● **Work instructions**
Extract, unchanged, every line from the top of the material below through the line with "undertake the project", and no more.

● **Supplied data**
======

Issue #763, opened 2017-10-13
rework Foundations


DanGrayson:
Vladimir thought it was important for those not acquainted with UniMath to be able
to learn it well by stepping through the proofs (in ProofGeneral or Coqide), working
their way sequentially through the files from the first to the last, or at least until all 
the files in the first package, UniMath/Foundations, had been scanned.  In early 2017 he told
us that we should stop adding random lemmas to UniMath/Foundations, and that he should
undertake the project of going through it and putting it into good shape.

We should put this project on the list of projects ultimately to do, and hence I
submit this issue.  I believe it should be done by a single person, as uniformity of style
will enhance the pedagogical value, and I'd like to be the one to do it.  

I'd adhere to the following principles:

     -  preserve the spirit of his original Foundations, as in
        https://github.com/UniMath/UniMath/tree/vv-master-for-coq8.4pl3patched
        or https://github.com/vladimirias/Foundations
     -  maintain consistency with published descriptions of Foundations, especially those
        published by Vladimir
     -  adherence to our coding style guidelines

See also the discussion at https://github.com/UniMath/UniMath/issues/77.  We should probably think of this issue as subsuming that one, and try to follow the guidance there.

Items I might address first:

     -  eliminate my stuff based on DecidableProposition or move it to MoreFoundations

See also my branch where I made an attempt to start things afresh: https://github.com/DanGrayson/UniMath/tree/essential-foundations

A good place for others to submit suggestions would be as comments on this issue.

DanGrayson:
I wonder whether we should change this, and would welcome input:
```
Fixpoint natgtb (n m : nat) : bool :=
  match n, m with
  | S n, S m => natgtb n m
  | O, _ => false
  | _, _ => true
  end.

Definition natgth (n m : nat) : hProp := hProppair (natgtb n m = true) (isasetbool _ _).
```
I would prefer defining natgth itself by induction, so it returns either hfalse or htrue, and to prune all such functions to bool from the system.  I never asked Vladimir about that.

benediktahrens:
File PartD could look much better if (unicode) notation were used throughout, e.g., instead of `weq`.
Is there a chance we can fix this before December?

DanGrayson:
I'll try to do it!  Does that comment not apply to PartC?

benediktahrens:
On 10/19/2017 10:06 PM, Daniel R. Grayson wrote:
> I'll try to do it!  Does that comment not apply to PartC?
> 

[...]

PR #764, opened 2017-10-13
make cosmetical changes to PartA.v

rmatthes:
This PR is triggered by issue #763. The commits were made while reading through PartA.v in the manner Vladimir considered appropriate for learning it. I did not expect that touching on Foundations would be on the agenda so soon, and I had intended to go through all of them before filing a PR. But this would now mean that my commits could be easily lost through merge conflicts. None of my proposed changes is a big deal. Please do consider them and decide to which extent you would apply their implicit coding style elsewhere. After all, they are fully compatible with the current style guide.

By the way, this PR does not introduce new definitions or lemmas, the only new item is a tactic notation.

### DIFF
--- a/UniMath/Foundations/PartA.v
+++ b/UniMath/Foundations/PartA.v
@@ -1409,14 +1409,16 @@ Defined.
 Definition isinjinvmap {X Y} (v w:X≃Y) : invmap v ~ invmap w -> v ~ w.
 Proof. intros ? ? ? ? h x.
   intermediate_path (w ((invmap w) (v x))).
-  { apply pathsinv0. apply homotweqinvweq. }
-  rewrite <- h. rewrite homotinvweqweq. apply idpath. Defined.
+       + apply pathsinv0. apply homotweqinvweq.
+       + rewrite <- h. now rewrite homotinvweqweq.
+Defined.
 
 Definition isinjinvmap' {X Y} (v w:X->Y) (v' w':Y->X) : w ∘ w' ~ idfun Y -> v' ∘ v ~ idfun X -> v' ~ w' -> v ~ w.
 Proof. intros ? ? ? ? ? ? p q h x .
   intermediate_path (w (w' (v x))).
-  { apply pathsinv0. apply p. }
-  apply maponpaths. rewrite <- h. apply q. Defined.
+       + apply pathsinv0. apply p.
+       + apply maponpaths. rewrite <- h. apply q.
+Defined.
 
 (** *** Adjointness property of a weak equivalence and its inverse *)
 
@@ -1424,7 +1426,7 @@ Lemma diaglemma2 {X Y : UU} (f : X -> Y) {x x' : X}
       (e1 : x = x') (e2 : f x' = f x)
       (ee : idpath (f x) = maponpaths f e1 @ e2) : maponpaths f (! e1) = e2.
 Proof.
-  intros. induction e1. simpl in *. apply ee.
+  intros. induction e1. simpl in *. exact ee.
 Defined.
 
 (* this is the adjointness relation for w and its homotopy inverse: *)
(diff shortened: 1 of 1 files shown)


DanGrayson:
Our agenda is long ranging, and I think changes to Foundations should be made
by just one person, for uniformity of style.  One aspect of style I would hesitate to adopt
is `nowid`.

What if, instead, we regard this PR as a suggestion for #763?

rmatthes:
I think that issue #763 has more far-reaching aims than what my humble commits would do. I would be happy if they were discussed since they are already available. Elements of this discussion could enter a style guide that also has recommendations that favour uniformity. Of course, I could easily take back some of my suggestions, just by committing inverse changes (this is not the optimal Git style, agreed).

Concerning `nowid`, the proposal tries to be in the style of `now` that I find intuitive and that is already used in UniMath, but wants to be explicit about the little that is required - just reflexivity. Am I right that `reflexivity` itself ought not be used?

DanGrayson:
No, why should reflexivity not be used?  See our coding style guide in 
https://github.com/UniMath/UniMath/blob/master/UniMath/README.md

rmatthes:
It is true that the style guide does not mention it. But I thought that reflexivity is based on the type class mechanism and could potentially do more than just applying idpath.

DanGrayson:
I doubt it's based on type classes, and yes, it doesn't just apply idpath.  For example, if the
goal is `unit`, it will use `tt`; the manual makes this clear.  In general, there are two reasons for the items in the style guide.  One is to use a relatively simply subset of Coq so we can switch to another proof assistant if needed.  Another is to prevent the generation of proof terms that contain things not covered by Vladimir's envisioned proof of soundness (see https://github.com/UniMath/UniMath/issues/658, for example.)

rmatthes:
Could someone please change the Travis checking so that touching on Foundations is no longer considered a failure?

DanGrayson:
Why?  We prefer to receive no suggested changes to Foundations at this time.

DanGrayson:
Thanks, Ralph, for the editing, but as stated in #763, which is assigned to me, I prefer to be the single person reworking Foundations, so we'll keep this in mind as a suggestion for later on, when I get started on that, and close this pull request.

benediktahrens:
I think that many, but not all (e.g., the tactic `nowid`), of the changes of this PR, are improvements to Foundations that do not change its spirit. I strongly urge to integrate those changes.

@DanGrayson : can you ensure that your insistence of being the only person reworking Foundations will not create a bottleneck?

DanGrayson:
I don't see how it could create a bottleneck, since there is no other project that depends on the completion of #763 .

UniMath/Foundations/PartA.v
```diff
@@ -137,6 +137,15 @@ Unset Automatic Introduction.
...
 
+(* in view of maybe too much that is done by the tactic [now], the following tactic
+   had been considered, but not been seen as useful enough to clutter code with an
+   extra such device:
+Tactic Notation "nowid" tactic(t) := t; apply idpath.
+
+sub/coq/tactics/Tactics.ml contains the implementation of reflexivity that refers to
+setoids as well, which is why [apply idpath] is preferred to [reflexivity]
+*)
+
```
benediktahrens: This tactic and comment should be removed.

DanGrayson:
I think it's important to have just one person touching Foundations, for uniformity of style, and I don't find the changes conservative.  In particular, while it might make a proof script look
shorter to have fewer sentences in it (by replacing periods by semicolons), it will reduce the feedback for students stepping through it.  Also, "reflexivity" is a fine tactic, preferable, I think, to "intros; apply idpath".  I strongly recommend closing this pull request and letting me regard it as a set of suggestions.

benediktahrens:
On 10/20/2017 08:38 PM, Daniel R. Grayson wrote:
> I think it's important to have just one person touching Foundations,
> for uniformity of style, and I don't find the changes conservative.
> In particular, while it might make a proof script look shorter to
> have fewer sentences in it (by replacing periods by semicolons), it
> will reduce the feedback for students stepping through it.  Also,
> "reflexivity" is a fine tactic, preferable, I think, to "intros;
> apply idpath".  I strongly recommend closing this pull request and
> letting me regard it as a set of suggestions.
> 


That is fine with me.

I am looking forward to seeing your suggestions soon and thank you in
advance for accepting to do all the work yourself!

======

● **Solution for this problem**
Issue #763, opened 2017-10-13
rework Foundations


DanGrayson:
Vladimir thought it was important for those not acquainted with UniMath to be able
to learn it well by stepping through the proofs (in ProofGeneral or Coqide), working
their way sequentially through the files from the first to the last, or at least until all 
the files in the first package, UniMath/Foundations, had been scanned.  In early 2017 he told
us that we should stop adding random lemmas to UniMath/Foundations, and that he should
undertake the project of going through it and putting it into good shape.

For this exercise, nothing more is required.